El patrimonio de las ciudades está formado por cosas reales y por otras intangibles. Y el hecho de que éstas sean menos sólidas y concretas no supone necesariamente que resulten de menor importancia.

Últimamente llama mucho la atención el cambio de criterio en los nombres de cine. Hace años, muchas salas tenían nombres rimbombantes: Metropolitan, Palacio de la Prensa, Rialto, Astoria, Capitol, Avenida...

Denominaciones que recordaban locales famosos a escala mundial. Casinos, salas de fiestas, cabarets. Siempre con una tendencia a lo superlativo. Como esos cines en otras ciudades que se hacían llamar Excelsior, Coliseum, Majestic...

Junto a esa condición más o menos lujosa, otros locales apostaban por nombres entrañables y curiosos. Como ABC, Lírico, Hispania, Lumiere. En todos ellos había una voluntad estética implícita. Ser fáciles de recordar, evocar sensaciones relacionadas con el pasado. Resultar próximos y simpáticos.

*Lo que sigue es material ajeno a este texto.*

PR #3598, opened 2025-02-25
Msbuild builder

pepone:
This PR moves `zeroc.icebuilder.msbuild` builder into tools/Ice.Slice.Tools package.

Updates the C# build to use tasks from `tools/Ice.Slice.Tools` and avoid the dependency on `zeroc.icebuilder.msbuild` package.

Upgrades `zeroc.ice.net` NuGet package to include the builder. Later we will upgrade the demos to not require a separate builder package and just use `zeroc.ice.net`.

Next I will update Windows C++. NuGet package to do the same.

Opening as a Draft to get some feedback about the layout and general approach for doing this.


bernardnormier:
What is the advantage of having a single tool that can handle both C++ (with slice2cpp) and C# (with slice2cs).

As I understand it, we'll ship this tool in the C++ NuGet and the C# NuGet - in the C++ NuGet together with slice2cpp (for multiple platforms) and in the C# NuGet together with slice2cs (for multiple platforms).

Is this because there is a lot of code in common? Because it's nicer to have a single tool (Ice.Slice.Tools), just like we have a single IceRpc.Slice.Tools?

bernardnormier (approved):
We should add a README.md in tools and some doc-comments on the tools classes.

pepone:
> We should add a README.md in tools and some doc-comments on the tools classes.

Yes I will do in a follow-up PR.

externl:
Does this affect the NuGet packaging?

pepone:
> Does this affect the NuGet packaging for C++?

Yes, the C++ NuGet package includes an extra assemblies in `tools\Ice.Slice.Tools.Cpp.dll` which contains the MSBuild tasks to run the slice2cpp compiler. 

It also include the require props and targets files.

externl:
> > Does this affect the NuGet packaging for C++?
> 
> Yes, the C++ NuGet package includes an extra assemblies in `tools\Ice.Slice.Tools.Cpp.dll` which contains the MSBuild tasks to run the slice2cpp compiler.
> 
> It also include the require props and targets files.

Ok, but the `slice2cpp` compiler remains in the same place.

externl (approved):

pepone:
> but the slice2cpp compiler remains in the same place.

Yes. It adds new files, existing files remain in the usual place.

En, cambio, en la actualidad esa forma de hacer se está perdiendo. Las salas de cine, en ocasiones múltiples, han adoptado denominaciones más asépticas y comerciales. Ya no suenan a monumento romano ni a casino berlinés. Sino que parecen nombres de productos del hogar.

Naturalmente, a nadie se le ocurre el salvamento de esos nombres de antiguos cines. Y se van borrando de la memoria colectiva. Como esos papeles escritos que con el agua pierden los trazos de tinta. En una agonía lenta y poética.

Tal vez, algún historiador del futuro revise las carteleras de hace treinta o cuarenta años. Y escriba una tesis doctoral sobre esa manera antigua de bautizar los cines. Si es que, para entonces, los propios cines no han desaparecido.